Lines in the listing below may contain the word "review". State how many do, and nothing more.

Task material below:

PR #714, opened 2026-06-04
perf(store): batch session/identity/sender-key flush into one transaction per category

jlucaso1:
## Problem

`SignalStoreCache::flush()` ran at the end of every send and wrote each dirty session, identity, and sender key one at a time via `put_session` / `put_identity` / `put_sender_key`. On the SQLite backend each of those is its own `spawn_blocking` + `db_semaphore` acquire (a single-permit write lane) + a one-row insert in its own implicit transaction.

A cold group send that establishes hundreds-to-thousands of fresh Signal sessions turns a single flush into that many `spawn_blocking` dispatches and that many separate transactions, serialized on the one write lane. The codebase already proves the batched shape is correct and far cheaper (`update_device_lists`, `store_prekeys_batch`), but no `put_*_batch` existed for sessions/identities/sender keys.

## Change

Add `put_sessions_batch`, `put_identities_batch`, and `put_sender_keys_batch` to the `SignalStore` trait, each with a default implementation that loops the singular calls (so in-memory, wasm, and other backends keep working unchanged). The SQLite backend overrides them following the existing `store_prekeys_batch` template: one `with_retry`, one `conn.transaction` looping the upserts, one write-lane acquire.

`flush()` now collects the dirty puts per category and emits one batched call each, collapsing a cold group send's flush from N `spawn_blocking` + N transactions down to about three (one per category). Deletes stay singular (not the hotspot).

Addresses are passed as `Arc<str>` (the cache's own key type) rather than `String`, so building the batch is a refcount bump per entry instead of a string allocation, and the SQLite impl uses the shared key directly as `&str` in the query. The now-unused `flush_encode_buf` was removed; each entry serializes into its own `Bytes` (moved, not copied).

## Benchmark

Wall-clock, in-memory SQLite, best-of-3, writing 500 sessions:

| Path | Time |
|---|---|
| 500x `put_session` (per-entry) | 6.34 ms |
| 1x `put_sessions_batch` | 1.83 ms |

~3.5x for the per-flush transaction reduction. This is single-threaded in-memory, so it captures the `spawn_blocking` + per-statement transaction overhead but not the write-lane contention under concurrency or on-disk WAL, where the win is larger.

## Tests

- `put_signal_batches_persist_and_upsert` (new): all three batches persist and read back, re-batching the same addresses upserts (`on_conflict do_update`), and empty batches short-circuit.
- Full lib suites green; `cargo clippy --all-targets -- -D warnings` clean.

### DIFF
--- a/storages/sqlite-storage/src/sqlite_store.rs
+++ b/storages/sqlite-storage/src/sqlite_store.rs
@@ -263,6 +263,15 @@ impl SqliteStore {
                     if is_retriable_sqlite_error(e) && attempt < MAX_RETRIES =>
                 {
                     let delay_ms = 10u64 * (1u64 << attempt.min(4));
+                    // Skip the first transient blip; warn from the second retry on so
+                    // sustained busy/locked contention doesn't go unobserved.
+                    if attempt >= 1 {
+                        warn!(
+                            "{op_name} busy/locked, retry {}/{} in {delay_ms}ms: {e}",
+                            attempt + 1,
+                            MAX_RETRIES + 1
+                        );
+                    }
                     tokio::time::sleep(tokio::time::Duration::from_millis(delay_ms)).await;
                 }
                 Ok(Err(e)) => return Err(e.into()),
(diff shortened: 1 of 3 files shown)


jlucaso1:
@coderabbitai review

jlucaso1:
@claude review

PR #773, opened 2020-07-17
docs: refactor search modal

MrLeebo:
This PR refactors the Search logic to allow you to launch a search from the landing page and cleans up the Search component generally.

  - state/Modal has been moved into a SearchProvider and passed down via context
  - `<Search />` is basically just the UI "button" and doesn't render the modal anymore
  - keyboard shortcut works everywhere (even without rendering `<Search />`)
  - rendering `<Search />` twice won't cause the keyboard shortcut to render 2 modals
  - removed props, states, and variables that were unused/misspelled
  - renders the Search "button" in the nav for larger displays (not changed on tablet/mobile)

Screen Shot 2020-07-17 at 10 34 43 AM

### DIFF
--- a/docs/src/components/Nav.js
+++ b/docs/src/components/Nav.js
@@ -2,12 +2,13 @@ import * as React from 'react'
 import Link from 'next/link'
 import logoSrc from '../images/logo.svg'
 import { siteConfig } from 'siteConfig'
+import { Search } from './Search'
 
 export const Nav = () => (
   <div className="bg-white border-b border-gray-200">
     <div className="container mx-auto">
-      <div className="grid grid-cols-1 md:grid-cols-12 md:gap-6">
-        <div className="w-60 col-span-3 flex items-center h-16 pt-4 md:pt-0">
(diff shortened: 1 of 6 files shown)


tannerlinsley:
WOW! Love this change.

I did notice some weird layout squish when you get smaller with the menu:

Screen Shot 2020-07-17 at 10 23 17 AM

With that fixed, I love it! Would you be willing to apply the same changes to the React Table documentation? (It uses the exact clone of these docs)

MrLeebo:
Interesting, I'll take a look. I tested each of the device breakpoints in chrome but forgot to try resizing the window itself. Also, looks like a force pushed commit changed some commit hashes in master

MrLeebo:
@tannerlinsley I fixed the layout issue and made the same change in react-table, which was torturous because I'm still on v6 so none of those shiny new docs are any good to me 😾

tannerlinsley:
Yeah, there was a bad commit message in the history that was causing a major version increment, so I had to go in and clobber some things. Thanks for updating! :)

PR #774, opened 2020-07-17
feat(queryCache): merge defaultConfig options

TuckerWhitehouse:
Providing a `defaultConfig` to `makeQueryCache` will merge `shared`, `queries`, and `mutations`
objects instead of overwriting. This allows you to configure only some options.

### DIFF
--- a/src/core/tests/queryCache.test.js
+++ b/src/core/tests/queryCache.test.js
@@ -1,5 +1,6 @@
 import { sleep } from './utils'
 import { queryCache, queryCaches } from '../'
+import { makeQueryCache } from '../queryCache'
 
 describe('queryCache', () => {
   afterEach(() => {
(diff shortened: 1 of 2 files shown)


src/core/tests/queryCache.test.js
```diff
@@ -224,4 +228,15 @@ describe('queryCache', () => {
...
+
+  test('makeQueryCache merges defaultConfig so providing a queryFn does not overwrite the default queryKeySerializerFn', async () => {
+    const queryFn = () => 'data'
+    const queryCache = makeQueryCache({
+      defaultConfig: { queries: { queryFn } },
+    })
+
+    expect(() => queryCache.buildQuery('test')).not.toThrow(
+      'config.queryKeySerializerFn is not a function'
+    )
```
TuckerWhitehouse, line 240: Open to suggestions on a better way to validate this -- I started by writing this test expecting the exception because that is the current behavior, switched to `.not.toThrow` and applied my code changes.

tannerlinsley: I'm not sure either. But we can make it better in the future if we need to. If tests pass and you think this is good enough, then let me know and I'll merge :)

TuckerWhitehouse: If you're happy with it, the tests pass and it resolves the issue I was having :)
I had also considered exposing `configRef` on the `queryCache` but wasn't sure if increasing the public api to support testing was a good idea 🤔

tannerlinsley: I'd rather not expose more api lol. I'm doing too much of that as it is.

PR #808, opened 2020-07-29
fix(QueryCache): Use default configuration used for QueryCache instance for context

kamranayub:
## Context

See test cases but when using `useQuery` with no config provider and a custom query cache provider, the `defaultConfig` was not being merged correctly in `queryCache.buildQuery`.

A previously failing test:

```js
test('uses defaultConfig for queries when they don\'t provide their own config', async () => {
    const cache = makeQueryCache({
      defaultConfig: {
        queries: {
          staleTime: Infinity,
        },
      },
    })

    function Page() {
      const { data } = useQuery('test', async () => {
        await sleep(10)
        return 'test'
      })

      return (
        <div>
          <h1>{data}</h1>
        </div>
      )
    }

    const rendered = render(
      <ReactQueryCacheProvider queryCache={cache}>
        <Page />
      </ReactQueryCacheProvider>
    )

    await waitFor(() => rendered.getByText('test'))

    expect(cache.getQuery('test')).toBeDefined()
    expect(cache.getQuery('test').config.staleTime).toBe(Infinity)
    cache.clear({ notify: false })
  })
```

`useConfigContext` was falling back to `defaultConfigRef` but when using `makeQueryCache`, the ref is not updated (on purpose) when merging in `defaultConfig`.

Now the actual merged `configRef` for the query cache is exposed so that we can access it in `useConfigContext`.

## Wrong `queryCache` variable being passed

I fixed another two issues with `buildQuery` and `notifyGlobalListeners` that was passing the `queryCache` module variable instead of `this` in the new refactored TS code.

## Exposing the config ref

~I'm not _sure_ whether you want it exposed off the instance like that or through some other means (since this would also consumers to mess with it?). However, it does address the issue.~

I am exposing it through `QueryCache.getDefaultConfig` which could be used to freeze or clone the config to prevent mutation.

Exposing it like this would mean:

- It's in the public API
- It should be added to API docs
- People could mess with it

I can document this as a new API, I could freeze it, whatever we think would make sense. We just need to get a reference to the merged queryCache-specific config.

## Changes

- Use `useQueryCache` in `useConfigContext` to fallback to queryCache's `configRef`
- Expose `QueryCache.getDefaultConfig()` method
- Fix passing default `queryCache` ref in `notifyGlobalListeners`
- Fix passing default `queryCache` ref in `buildQuery`


src/react/ReactQueryConfigProvider.js
```diff
@@ -1,12 +1,14 @@
...
+import { useQueryCache } from './ReactQueryCacheProvider'
 
 //
 
 const configContext = React.createContext()
 
 export function useConfigContext() {
-  return React.useContext(configContext) || defaultConfigRef.current
+  const queryCache = useQueryCache()
+  return React.useContext(configContext) || queryCache.configRef.current
```
kamranayub, line 11: The default `queryCache.configRef` will be `defaultConfigRef` out-of-the-box unless you're using `makeQueryCache`.

src/core/queryCache.js
```diff
@@ -49,6 +49,8 @@ export function makeQueryCache({ frozen = false, defaultConfig } = {}) {
     globalListeners.forEach(d => d(queryCache, query))
   }
 
+  queryCache.configRef = configRef;
```
kamranayub, line 52: We just need access to this. We could hide behind an accessor.

```suggestion
  queryCache.getDefaultConfig = () => configRef.current; // could now clone, freeze, etc. to prevent mutation
```

kamranayub:
I am currently "integration" testing this in our repo.

src/core/queryCache.js
kamranayub: I've switched to `getDefaultConfig()` accessor which should allow some flexibility in the future to freeze/clone/etc.

kamranayub:
Just seeing weird issues locally when testing where the query cache I am creating and providing via `ReactQueryCacheProvider` isn't actually being used in the component. Not sure yet what is causing that, whether it's a package linking issue or an actual issue with the code.

kamranayub:
OK, the issue is that there were two major bugs with `makeQueryCache` and `QueryCache` usage because they were unknowingly passing `queryCache` module variable in a few places accidentally. I will fix those issues in this too.

kamranayub:
Alrighty, this is working now as I would expect!

tannerlinsley:
Fantastic!

PR #817, opened 2020-07-30
fix: check if the document global exists before usage

boschni:
Closes https://github.com/tannerlinsley/react-query/issues/816


renatobenks:
great catch @boschni, it's a nice a patch

PR #825, opened 2020-08-03
refactor: remove gc flag

boschni:


tannerlinsley:
Very nice. This was added by a PR a while back and I can't remember why it even needed to be there.

boschni:
Yeah I could not see why the flag is needed and it also triggers a re-render. So I thought, why not remove it :)

PR #827, opened 2020-08-03
fix: fetch query when any instance is enabled

### LINKED ISSUE #823: Query not refetching when enabled becomes 'true' and different instance is disabled
**Describe the bug**
I have 2 Components using the same query. At one point one instance changes the enabled flag to true while the other stays false. The query is not executed.

**To Reproduce**
I created a CodeSandbox: https://codesandbox.io/s/zen-almeida-g2o5z
Click the button to enable one of the queries => nothing happens. If you remove the <DisabledQuery /> component it works as expected.

**Expected behavior**
A query fetches when **any** instance is enabled.

benediktviebahn:
This PR fixes #823.
In updateConfig some() was used in a way that doesn't make sense to me. I think this is the way it should be, but let me know if there is anything special about it.

### DIFF
--- a/src/core/queryInstance.ts
+++ b/src/core/queryInstance.ts
@@ -59,10 +59,10 @@ export class QueryInstance<TResult, TError> {
       ) {
         this.refetchIntervalId = setInterval(() => {
           if (
-            this.query.instances.some(_ => this.config.enabled) &&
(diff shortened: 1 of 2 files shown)


tannerlinsley:
Wonderful!

Issue #830, opened 2020-08-04
useMutation types are off


probablyup:
I'm seeing this type:

```ts
export type MutateFunction<
  TResult,
  TVariables,
  TError = Error
> = TVariables extends undefined
  ? (options?: MutateOptions<TResult, TVariables, TError>) => Promise<TResult>
  : (
      variables: TVariables,
      options?: MutateOptions<TResult, TVariables, TError>
    ) => Promise<TResult>
```

Which implies that you can do this:

```ts
mutate({
  onSuccess() { }
})
```

But that functionality to assume that the first argument is options and not variables doesn't appear to be implemented in code. I think it's a mistake and the type should be adjusted to:

```ts
export type MutateFunction<
  TResult,
  TVariables,
  TError = Error
> = (
      variables: TVariables,
      options?: MutateOptions<TResult, TVariables, TError>
    ) => Promise<TResult>
```

tannerlinsley:
The new types have been released! Huzzah!

cgarrovillo:
Which version fixed these types?

PR #833, opened 2020-08-05
Update index.d.ts

probablyup:
Per #830


tannerlinsley:
The new native types are coming soon, so with that said, is this change still necessary?

probablyup:
I don't know, where are they so I can test them?

tannerlinsley:
https://react-query.tanstack.com/docs/typescript

OR, you can build the types in the repo with `yarn gen:types`

Tanner Linsley

PR #840, opened 2020-08-06
feat: add notify flag for controlling re-renders

boschni:
Some applications might not have indicators in the UI to indicate if data is stale or if some query is refetching/revalidating. In these cases, the UI also does not need to re-render if any of these states change. It would be sufficient to only re-render when the actual `data` or `error` properties change. This flag resembles the `notifyOnNetworkStatusChange` flag from Apollo.


tannerlinsley:
Conflicts ;)

boschni:
Resolved :)

docs/src/pages/docs/comparison.md
```diff
@@ -38,6 +37,8 @@ Feature/Capability Key:
 | Prefetching APIs                             | ✅                                     | 🔶                         | ✅                                  |
 | Query Cancellation                           | ✅                                     | 🛑                         | 🛑                                  |
 | Partial Query Matching<sup>2</sup>           | ✅                                     | 🛑                         | 🛑                                  |
+| Stale While Revalidate                       | ✅                                     | ✅                         | 🛑                                  |
+| Stale Time Configuration                     | ✅                                     | 🛑                         | 🛑                                  |
```
tannerlinsley, line 41: I do believe swr has this. No?

PR #871, opened 2020-08-14
refactor: define configuration merging strategy

boschni:
The current config merging looked a bit confusing so I tried to simplify this a bit and to define a formal strategy:

When using hooks the config will be merged in the following order:

1. Defaults.
2. Defaults from the hook query cache.
3. Combined defaults from any config providers in the tree.
4. Query/mutation config provided to the hook.

When using a query cache directly the config will be merged in the following order:

1. Defaults.
2. Defaults from the query cache.
3. Query/mutation config provided to the query cache method.


tannerlinsley:
Ready?

boschni:
Yes this one is ready to be merged

PR #897, opened 2020-08-20
feat: publish new types

boschni:
This MR includes the following changes:
- Remove custom types.
- Build generated types on release.
- Remove type-only imports and exports from the declaration files to support TypeScript versions below 3.8.
- Remove the type connection between the query key and the query function parameters because this does not match with the API. Parameters can be filtered with `queryFnParamsFilter` or added with for example the `fetchMoreVariable` variable. This also simplifies the typings for less experienced TS users.


tannerlinsley:
Just needs a rebase ;)

robbtraister:
This appears to be a breaking change wrt typescript. In attempting to upgrade, I've noticed at least the following issues (with the latter being the more problematic of the two).

- `QueryOptions` has been renamed `QueryConfig`
- `queryResult.isSuccess` no longer implies that `queryResult.data` is defined

Should I open a new issue?

PR #919, opened 2020-08-24
feat: add refetch on reconnect functionality

boschni:


src/core/index.ts
```diff
@@ -1,13 +1,7 @@
 export { queryCache, queryCaches, makeQueryCache } from './queryCache'
 export { setFocusHandler } from './setFocusHandler'
-export {
-  CancelledError,
-  deepIncludes,
-  isCancelledError,
-  isError,
-  setConsole,
-  stableStringify,
```
9still, line 9: @boschni could you explain why `stableStringify` is no longer exposed?   I realize this util was not documented, it *was* a part of the public interface exposed by the library and it ended up being a breaking change for us... It was convenient for key comparison...

boschni: Hi! It has been removed because it is an undocumented internal function which happened to be used for key serialization (it was also not exposed as a key serialization function). Could you explain a bit more about your use case? Then we might be able to come up with a proper API for it.

9still: @boshini Thanks for the reply! Our use-case is simple.  We have some generic functionality in our app, which wraps react query, and simply wants to detect if the query key has changed.  Because keys can be heterogeneous in structure, there is no good way to compare them.  We could deep compare the objects on our own, but that requires pulling in a separate implementation, and more importantly risks not fully aligning with the comparison logic used by `react-query`.  We assumed that since the serialization routine was exported, it was effectively the supported if undocumented approach @tannerlinsley had exposed to do just that. 

I realize that you can rightly view these utils as a leaky abstraction, and truly appreciate all the work you guys are doing, but just a kind request as a semver consideration for the future:

Since the removed utils *were* a part of the external interface, it seems more appropriate to reserve the cleanup for a major version, with at least a comment on the PR explaining the change.

boschni: Added `getDefaultReactQueryConfig()`in https://github.com/tannerlinsley/react-query/pull/1001 which can be to get the default `queryKeySerializerFn` . Would that be sufficient?

9still: That sounds awesome!  Will check it out on Monday.  Thanks so much for adding it so quickly!!!

9still: @boschni We've switched using the new method you added & it works great!  Thanks again!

End of Task material.

Response area –
2